About this task →
Take each line in the entries below that holds "create" and show it.

Working data →
==========

PR #1360, opened 2024-03-14
CCC: Switch Enum values for spec.stateIntoSpec to upper camel case

justinsb:
This follows the KRM conventions.

PR #1366, opened 2024-03-14
WIP: chore: Add tests for CCC stateIntoSpec

justinsb:
Builds on #1360 (the first commit).

### DIFF
--- a/config/tests/samples/create/harness.go
+++ b/config/tests/samples/create/harness.go
@@ -406,6 +406,8 @@ func MaybeSkip(t *testing.T, name string, resources []*unstructured.Unstructured
 			gvk := resource.GroupVersionKind()
 
 			switch gvk.Group {
+			case "core.cnrm.cloud.google.com":
+				continue
 			case "certificatemanager.cnrm.cloud.google.com":
 				continue
 			}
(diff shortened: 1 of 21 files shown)


justinsb:
/wip

/assign @acpana 

Putting in milestone 1.115 as I think we want tests, but it doesn't block the release
/milestone 1.115

acpana:
this LGTM to me overall but I think we raced on some of the changes; I did a rebase and a small change in #1394

maqiuyujoyce (commented):
Thank you for setting up the test framework, @justinsb !

I have a couple of high level questions:

1. What is the benefit of this new test framework compared with our existing test frameworks? Is it a correct understanding that the benefit is the new feature to control steps for the test scenarios? Why not merge it into the unified tests? E.g. for all the existing test (samples / mock), they do two steps by default: APPLY and DELETE.
3. Looks like with the new framework, normalization of each kind needs to be done separately. I assume having a simpler approach for resource contributors to add resource-specific test (e.g. via dynamic tests and samples test) is still preferred before we can provide a simpler and more systematic approach to use the scenario test?

acpana:
hey @maqiuyujoyce thanks for all the feedback here. I'm afraid I raced you here to integrate this change in #1394. 

Let me address your feedback in a follow up PR 🙏🏼  and take this off Justin's plate.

==========

Result of the exercise →
--- a/config/tests/samples/create/harness.go
+++ b/config/tests/samples/create/harness.go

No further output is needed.